Village provençal typique du Var, constitué au cours des siècles autour d'un site rocheux. "Un des plus beaux villages de France" constitué de hautes maisons échelonnées en gradins, mélangeant harmonieusement les couleurs ocres dans un labyrinthe de ruelles pavées en galets. Il détient un patrimoine historique très riche dont le donjon à tour carrée du XIème siècle; le château du XIIème, agrandi et reconstruit jusqu’au XVIIIème siècle pour prendre la forme actuelle; l'église Saint Léger érigée au XIème siècle et rebâtie en 1477; des vestiges de remparts avec notament la porte Sarrasine, bâtie au XIIème siècle, clôturant la première enceinte; la chapelle Notre Dame de l'Ormeau du XIIème siècle, ancienne église paroissiale Sainte Marie;.... De nombreux artistes séduits par la campagne et les paysages ensoleillés de vignes et d'oliviers, y ont élu domicile dont Max Ernst et son épouse qui y passent les dernières années de leur vie. Au IXème siècle, fief de l’abbaye Saint-Victor de Marseille, le territoire subit d’importants raids sarrasins. Seillans pour se protéger mettra en place trois enceintes au cours des siècles, autour s'est constitué le village actuel. Au XIIIème siècle, co-seigneurie des comtes de Provence et des Hospitaliers. Pendant les guerres de religion, Seillans ne prend position pour aucun des camps mais souffre du passage des differentes troupes, son château est détruit. Au XVIIème siècle, pendant la guerre de trente ans, le passage des armées est incessant, il entraine misère et disette. De 1688 à 1697, la lutte contre le duc de Savoie touche le village qui est dévasté. Au XVIIIème siècle, il connait par deux fois l'occupation Austo-sarde. Le camp militaire de Canjuers occupe la moitié de la commune, l’accès en est interdit.

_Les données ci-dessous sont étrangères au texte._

PR #839, opened 2026-08-10
Improve bend stability + backtracking through full fringe

jgray-19:
# Description

Two related fixes to thick bends: backtracking through the non-linear ("full") dipole edge, and loss of precision in weak/small-angle bends.

## Backtracking through the full dipole edge.

DipoleFringe_track_single_particle now takes a backtrack flag and shares its coefficient evaluation (DipoleFringe_coefficients) with the forward map. 

The wedge, quadrupole wedge and y-rotation are inverted by flipping the sign of the face angle, so the edge tracker folds the direction into a single sign and keeps one copy of the map ordering per face rather than one per (face, direction). 

## Backtracking of the multipole fringe

A similar fix has been implemented for the ability to backtrack through the multipole fringe. 

See https://github.com/xsuite/xsuite/pull/920#issue-5367862553 for detailed mathematical description of the fringe changes.

## Numerical stability of weak bends.

- The straight exact bend advanced `x` as `(new_pz - pz)/k0` — a difference of two square roots close to `1 + delta`, divided by a small number. Multiplying through by the conjugate gives `s*(new_px + px)/(new_pz + pz)`, in which k0 cancels exactly and the error stops growing as the bend gets weaker. 
- The y advance and path lengthening used `asin(A*px) - asin(A*new_px)`, which is replaced by a single `atan2` of the same angle difference.
- The RBend straight-body offsets `_x0_in`/`_x0_mid`/`_x0_out` (both the Python properties and the C in track_magnet) evaluated `(1 - cos(angle/2))/h` and `(sqrt_mid - cos_theta)/h`, both cancellations amplified by the large `1/h`. Using `1 - cos(u) = 2 sin(u/2)^2` and rationalising the square-root differences makes h cancel analytically.

This image shows what my stability changes do for the Rbends - could impact FCC. 
006_noise_reduction_changes

## Tests

| Test | File | Status |
| --- | --- | --- |
| `test_backtrack_with_bend` | `tests/test_elements_thick.py` | new |
| `test_backtrack_with_quadrupole` | `tests/test_elements_thick.py` | new |
| `test_backtrack_with_cfm` | `tests/test_elements_thick.py` | new |
| `test_backtrack_with_dipole_edge` | `tests/test_elements_thick.py` | new |
| `test_rbend_full_edge_backtracks_many_coordinates` | `tests/test_magnet.py` | new |
| `test_fringe_backtrack_with_exactly_zero_coordinate` | `tests/test_magnet.py` | new |
| `test_edge_multipole_fringe_without_dipole_component` | `tests/test_magnet.py` | modified — gained a backtrack round trip |
| `test_drift_kick_drift_exact_converges_to_straight_body_rbend` | `tests/test_rbend_straight_body.py` | new |
| `test_multipole_edge_backtracks_many_coordinates` | `tests/test_magnet.py` | new |
| `test_magnet_edge_multipole_backtracks_with_integrated_strengths` | `tests/test_magnet.py` | new |
| `test_multipole_fringe_backtrack_not_converged` | `tests/test_magnet.py` | new |

Checklist

Mandatory:

Optional:

- [x] The code I wrote follows good style practices (see PEP 8 and PEP 20).
- [x] I have updated the docs in relation to my changes  (see https://github.com/xsuite/xsuite/pull/920)
- [ ] I have tested also GPU contexts - I can't here.


giadarol:
Thank you!!!
Could you please open a sister PR in xsuite updating the formulas in the Physics manual with these manipulations?

rdemaria:
If I recall well the fringe has also a cubic term. I cannot check easily now, have you changed the forward map of the fringe?

jgray-19:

Une partie des oeuvres d’Yvan Ivanov qui formaient sa propre clôture sont fixées sur le mur extérieur de l’église.
Eglise Saint Léger - A l'origine église du XIème siècle, il en reste l'abside et le cul de four, modifiée au XIIIème, XIVème et XVIème siècles, reconstruite en partie au XVème siècle. Devenue le réel centre religieux du village qu'au XVIIème siècle, partagé jusqu'en 1690 avec l'église paroissiale Sainte Marie, dans la plaine, réservée pour le peuple, alors que celle du village était pour les notables.

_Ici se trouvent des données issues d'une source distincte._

PR #844, opened 2026-08-14
Utilise inserting a list of xt.places for synctime installation

JoshuaAppleby:
## Description
When creating SyncTime elements and adding them to the line, it currently results in a long stream of slicing line readouts. It is cleaner to create all SyncTime elements, create the place objects and then insert them all in one go.

Note: This may be improved later by using env.new instead of env["element_name"] = ... when SyncTime is in _ALLOWED_ELEMENT_TYPES_IN_NEW in xt.environment.py

Unchanged functionality on user side.


giadarol:
great! thank you!

giadarol (approved):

Maison Saint Esprit - Au dessus de la voûte, le conseil communal s'y réunissait, présidé par les seigneurs de Seillans. Le conseil municipal se réunit toujours dans cette salle.
Le château - Du XIIème siècle, agrandi, reconstruit et remanié jusqu’au XVIIIème siècle, propriété privé.

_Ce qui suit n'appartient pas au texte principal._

PR #848, opened 2026-08-17
Large improvement in time needed for particles creation

freddieknets:
## Description

Particles generation can take a long time.
For instance, generating 100M particles on my machines (same time on a MacBook M3 and AMD Ryzen 7 9850X3D) takes a bit more than 30 seconds.
This PR addresses this in two steps, and in doing so, gains more than an order of magnitude in speed (from 30 to 2.2 seconds).

### PDG optimisation

Numeric PDG-ID arrays were processed recursively in Python—one function call and several type checks per particle.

Porte Sarrasine - Rénovée - Porte de la première enceinte, bâtie au XIIème siècle. A côté de la porte, deux rochers sont visibles (les "Deux-Rocs") ils sont apparus lorsque les maisons médiévales se sont écroulées dans les années 1960.
Porte Sarrasine avant rénovation.
Fontaine d’Amont - La plus ancienne de Seillans, refaite en 1836.
Lavoir sous la fontaine d’Amont
Fontaine du Thouron - Construite en 1835 en remplacement d’une fontaine plus ancienne, restaurée de 2000 à 2004. A l'arrière, le lavoir couvert, créé en 1724, reconstruit en 1835, restauré en 2007.
Donjon à tour carrée - Edifié au XIème siècle par les laïques autoproclamés seigneurs, puis au XIIème siècle, le château, la porte Sarrazine et l'église Saint Léger. Cet ensemble forme la première enceinte.
Magnanerie de Seillans - De 1878 à 1930, date de la fermeture, ce bâtiment, sert à la sériciculture, élevage du ver à soie. Les mûriers couvrent 10 hectares et plus de mille arbres sont en production, elle emploie cent personnes. Le batiment initialement construit à partir de 1822 comme filature de cocon, a fermé en 1831, suite à la crise de l’industrie textile. Aujourd’hui, structure hôtelière et espace d’exposition.
Chapelle classique Saint Cyr - L'extérieur a été restauré.
chapelle Notre-Dame de l'Ormeau - Edifice cistercien provençal du XIIème siècle, ancienne église paroissiale Sainte Marie, réservée pour le peuple, jusqu'en 1690 où elle devient chapelle. L'église du village était réservé aux notables. Vers 1660, trop petite pour les villageois, ils adressent une pétition à l'évéché afin de pouvoir aller à l'église du village.